Diffix Vulnerability #5

Back to Overview


May 2020


May 2020


October 2020



Patched Version

20.2 (Diffix Dogwood)

Patched Date

August 2020

This attack was discovered by Matthew Joseph, Zachary Schutzman, and Travis Dick, of the University of Pennsylvania. For more details, please refer to the attack authors’ description, which focuses on theoretical aspects of the attack, and to the Aircloak description, which focuses more on practical aspects. The attack was demonstrated to Aircloak in May 2020. The attack was patched in version 20.2 (Diffix Dogwood), and released in August 2020. The attack was announced in October 2020.

The attack is a singling out attack, whereby the attacker makes a claim of the sort “There is a single user with the following attributes.”

The attacker must have complete prior knowledge of part of one column, and for all practical purposes all of a second column. The second column must be numeric, and between roughly 50% and 80% of the values in the second column must be unique to a single individual.

The attack is a variation of the linear reconstruction attack. The attack used to demonstrate effectiveness consisted of roughly 1000 queries of the following form:

SELECT vendor_id, count(*)
FROM rides
WHERE floor(pickup_latitude ^ 8.789 + 0.5) = 
          floor(pickup_latitude ^ 8.789)
      AND trip_distance IN (0.87, 1.97, 2.75)

whereby the exponent of pickup_latitude column is modified in each query. This results in selecting a random set of users from those with the three specified trip_distance values. The resulting answers are then formatted as a set of equations that may be solved for the vendor_id of all of the users with the given trip_distance values. The attack can be used to determine one of two possible values of vendor_id. More details of the attack may be found in the appendix of this post or the authors’ description.
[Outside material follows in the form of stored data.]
PR #1058, opened 2020-02-28
Fully-automated release process

cachedout:
## Summary

This PR introduces a fully-automated release process.

## Dependencies

This PR cannot be merged until https://github.com/elastic/infra/pull/18234 is merged. Additionally, a new release of the APM Pipeline Library is needed which includes this PR: https://github.com/elastic/apm-pipeline-library/pull/413

## Design

The design of this PR is to be purely additive. 

The current release process can still be executed using the same means as prior to this change. Where previously, however, there were a number of manual steps, this new pipeline can be run which will attempt to automate the bulk of those.

## Use

After the pre-requisite PRs are merged and this PR is also merged, the internal CI server should have a new "post-release" job which contains the logic in this PR.

To run the post-build steps, the job will need to be run. It is important that when launching the job that a window is kept open because the job will present dialogue asking questions as the release process progresses. I would prefer if we perhaps set up a Zoom call during the first few invocations of this job so that I can be on-hand to help debug any errors. While this is tested wherever possible, the nature of this job makes testing certain elements somewhat challenging.

**For the time being, your release process should not change. We will take this as incrementally as you like.**

If there is a desire to split this into more discrete changes, or even to merge this in pieces, I am open to that option. Please provide feedback about this question if it's a concern.

## Maturity

This is being submitted as a draft in order to get feedback from the AQA team and from the apm-agent-java folks.

### For the AQA team:

 * Please make sure the Jenkins pipeline syntax looks correct. I'm sure there are a few places where things could be improved.

* In a few cases, this drops back to a shell. Please mark any cases where you think this would be better encapsulated in our pipeline library or where the same functionality can be achieved using existing Jenkins run-time variables or by composing pieces of our library. (I'm almost certain there are at least one or two of these.

* Bugs :)

### For the apm-agent-java team:

* I tried my best to leave plain-text documentation to make this easy to follow. In a few cases, it may not be obvious what is happening so please ask questions!

* If you don't want to automate any of these steps, it's very easy to put them behind gates and default them to being disabled. (Or just to remove them entirely.) Please mark any areas of concerns where you might like us to do this.

* I know that we discussed the automated CHANGELOG in another issue. I have included a step here which generates a CHANGELOG and just provides it as an artifact at the end of the build. I am happy to remove/disable it if you aren't interested in having this artifact available to inspect. It does not modify files in the repo or affect the build in any way.


.ci/release/Jenkinsfile
```diff
@@ -0,0 +1,235 @@
...
+          steps {
+            dir("${BASE_DIR}") {
+              script {
+                def isMajor = sh(script: 'git tag|tail -1|cut -f2-3 -d "."|{ read ver; test $ver == "0.0"; }', returnStatus: true)
+                if (isMajor == 0) {
+                  // We need to create a new branch. First get the name of the branch
+                  def newBranchName = sh(script: 'git tag|tail -1|sed s/v//|cut -f1 -d "."|awk \'{print $1".x"}\'', returnStdout: true)
+                  echo "This appears to be a major version. We are creating a new branch for $newBranchName in the apm-agent-java repo on GitHub."
+                  // Now we need to branch
+                  sh(script: "git checkout -b $newBranchName")
```
v1v: What do you think to move this logic to a shell script?

.ci/release/Jenkinsfile
```diff
@@ -0,0 +1,235 @@
...
+          steps {
+            dir("${BASE_DIR}"){
+              script {
+                def curTag = sh(script: "git tag|tail -1", returnStdout: true)
+                // Construct the URL with anchor for the release notes
+                // Ex: https://www.elastic.co/guide/en/apm/agent/java/current/release-notes-1.x.html#release-notes-1.13.0
+                def baseUrl = "https://www.elastic.co/guide/en/apm/agent/java/current/release-notes-"
+                def dotX = sh(script: 'git tag|tail -1|sed s/v//|cut -f1 -d "."|awk \'{print $1".x"}\'', returnStdout: true)
+                def bareTag = sh(script: 'git tag|tail -1|sed s/v//', returnStdout: true)
+                def finalUrl = sh(script: "echo $baseUrl$dotX\.html#release-notes-$bareTag")
```
v1v: Shell script that returns the URL?

.ci/release/Jenkinsfile
```diff
@@ -0,0 +1,235 @@
...
+          }
+          steps {
+            sh(label: "Build Docker image", script: "scripts/jenkins/build_docker.sh")
+            // Get Docker registry credentials
+            dockerLogin(secret: "${ELASTIC_DOCKER_SECRET}", registry: 'docker.elastic.co')
+            sh(label: "Push Docker image", script: "scripts/jenkins/push_docker.sh")
+          }
+        }
+        // 14. Opbeans
+        stage('Opbeans') {
```
v1v: This should be tag-based, this pipeline is master based IIRC, therefore the tag conditional can be left as it was previously, what do you think?

.ci/release/Jenkinsfile
```diff
@@ -0,0 +1,235 @@
...
+pipeline {
+  agent { label 'linux && immutable' }
+  environment {
+    REPO = 'apm-agent-java'
+    BASE_DIR = "src/github.com/elastic/${env.REPO}"
+    NOTIFY_TO = credentials('notify-to')
+    DOCKERHUB_SECRET = 'secret/apm-team/ci/elastic-observability-dockerhub'
+    ELASTIC_DOCKER_SECRET = 'secret/apm-team/ci/docker-registry/prod'
+    NEXUS_SECRET = 'secret/apm-team/ci/nexus'
+    MAVEN_CONFIG = '-Dmaven.repo.local=.m2'
```
v1v: nit:
maybe DEFAULT_MAVEN_CONFIG ?

v1v: I said nothing, that's how it's defined in the other Jenkinsfile!

cachedout: Aye. I just moved it from there. :)

.ci/release/Jenkinsfile
```diff
@@ -0,0 +1,235 @@
...
+  options {
+    timeout(time: 3, unit: 'HOURS')
+    buildDiscarder(logRotator(numToKeepStr: '20', artifactNumToKeepStr: '20', daysToKeepStr: '30'))
+    timestamps()
+    ansiColor('xterm')
+    durabilityHint('PERFORMANCE_OPTIMIZED')
+
+  }
+  parameters {
+    string(name: 'MAVEN_CONFIG', defaultValue: '-B -Dorg.slf4j.simpleLogger.log.org.apache.maven.cli.transfer.Slf4jMavenTransferListener=warn', description: 'Additional maven options.')
```
SylvainJuge: What are the use-cases of overriding maven config on a per build basis ? I'm pretty sure we haven't had to use this so far.

.ci/release/Jenkinsfile
```diff
@@ -0,0 +1,235 @@
...
+        }
+        // 2. Review project version.
+        stage('Review project version') {
+          steps {
+            script {
+              // Show the select input modal
+              def INPUT_PARAMS = input message: 'Do you wish to update the version?', ok: 'Next', parameters: [choice(name: 'UPDATE_CHOICE', choices:['Yes', 'No'], description: "This will run `mvn release:update-versions`")]
+              if (INPUT_PARAMS == 'Yes') {
+                  dir("${BASE_DIR}") {
+                    sh mvn release:update-versions
```
SylvainJuge: we switched to using `versions` plugin instead in latest version of the release instructions https://github.com/elastic/apm-agent-java/blob/master/CONTRIBUTING.md#releasing

.ci/release/Jenkinsfile
```diff
@@ -0,0 +1,235 @@
...
+      }
+    }
+    stage('Release') {
+      options { skipDefaultCheckout () }
+      stages{
+        // 1. Check to see if oss.sonatype.org is up. We throw an exception and fail the job if there is no response.
+        stage('Check oss.sonatype.org') {
+          steps {
+            // If this fails, an exception should be thrown and execution will halt
+            httpRequest(url: "https://oss.sonatype.org/#welcome")
```
SylvainJuge: does the `#welcome` part of the URL matters here ?

.ci/release/Jenkinsfile
SylvainJuge: Also, as an alternative, it might be easier to get project version from maven `pom.xml` rather than parsing it from git.

.ci/release/Jenkinsfile
```diff
@@ -0,0 +1,235 @@
...
+        }
+        // 14. Opbeans
+        stage('Opbeans') {
+          environment {
+            REPO_NAME = "${OPBEANS_REPO}"
+          }
+          steps {
+            deleteDir()
+            dir("${OPBEANS_REPO}"){
+              git credentialsId: 'f6c7695a-671e-4f4f-a331-acdce44ff9ba',
```
SylvainJuge: probably worth having a non-obscure credentials ID and/or a proper env variable for this.

.ci/release/Jenkinsfile
```diff
@@ -0,0 +1,235 @@
...
+        stage('Publish release on GitHub') {
+          steps {
+            githubReleasePublish(id: ${env.RELEASE_ID})
+          }
+        }
+        // 13. Publish Docker images
+        stage('Docker push') {
+          when {
+            beforeAgent true
+            expression { return params.push_docker }
```
SylvainJuge: What controls `params.push_docker` value ? Isn't it always `true` for release pipeline ?

SylvainJuge:
There have been a few recent changes in [release instructions](https://github.com/elastic/apm-agent-java/blob/master/CONTRIBUTING.md#releasing).
- updating changelog early in the process
- use `versions` maven plugin to update versions (this one does not re-formats `pom.xml` as `release` plugin does, which is annoying.
- waiting for documentation to be published, otherwise users will get a 404 when opening link from changelog

.ci/release/Jenkinsfile
cachedout: Very good question. I used [the original Jenkinsfile](https://github.com/elastic/apm-agent-java/blob/master/Jenkinsfile#L34) as a skeleton for this one and that's where this came from. I don't see where it would come into play in this workflow, however, so I think it is safe to remove.

.ci/release/Jenkinsfile
cachedout: It doesn't matter. The root of the site redirects here so I just put it in to avoid the (slight) overhead of the redirect.

.ci/release/Jenkinsfile
cachedout: You are right. This came from the previous Jenkinsfile where it was gated, but that gate should not be necessary here. I will remove it. Thanks!

.ci/release/Jenkinsfile
cachedout: Using this method, we can use Jenkins secure credentials storage to ensure that we don't leak credentials to the log. Could you please elaborate on your reason for wanting this not to be obscured?

.ci/release/Jenkinsfile
cachedout: Ah! Glad you caught that. Thanks! I will make this change.

.ci/release/Jenkinsfile
felixbarny: For a future improvement: could we use this: https://status.maven.org/history.atom

.ci/release/Jenkinsfile
```diff
@@ -0,0 +1,235 @@
...
+        // 3. Execute the release Jenkins job on the internal ci server.
+            // For now we assume that the release has been pushed to staging already on the internal CI
+        // 4. Login to oss.sonatype.org, go to Staging Repositories, close and release the staged artifacts.
+        stage('Nexus release') {
+          steps {
+            script {
+              def spid = getVault('nexus')["staging-profile-id"]
+              dir("${BASE_DIR}"){
+                withEnvMask(vars: [[var: "SPID", password: spid]]){
+                  def foundStagingId = nexusFindStagingId(stagingProfileId: "${SPID}", groupId: "co.elastic.apm")
```
felixbarny: what happens if there are multiple staging repos (for example a leftover from a failed release)?

.ci/release/Jenkinsfile
```diff
@@ -0,0 +1,235 @@
...
+                  nexusCloseStagingRepository(stagingProfileId: "${SPID}", stagingId: foundStagingId)
```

The attack used to obtain the best effectiveness score is 100% effective (on the earlier unpatched version). The attack does not work on the patched version as of August 2020.

Of all possible combinations of columns needed to run the attack:

  • 3% of the combinations produced a 95% or better confidence improvement
  • 4% of the combinations produced a  50% confidence improvement
  • 2% of the combinations produced a 15% confidence improvement
  • 15% of the combinations produced a 6% confidence improvement
  • The remaining 76% of combinations were not effective or could not be run

The fix implemented by Aircloak is to disallow any arithmetic computations on columns where a bucketing function is used (floor(), ceil(), round(), mask to int, bucket(), etc.)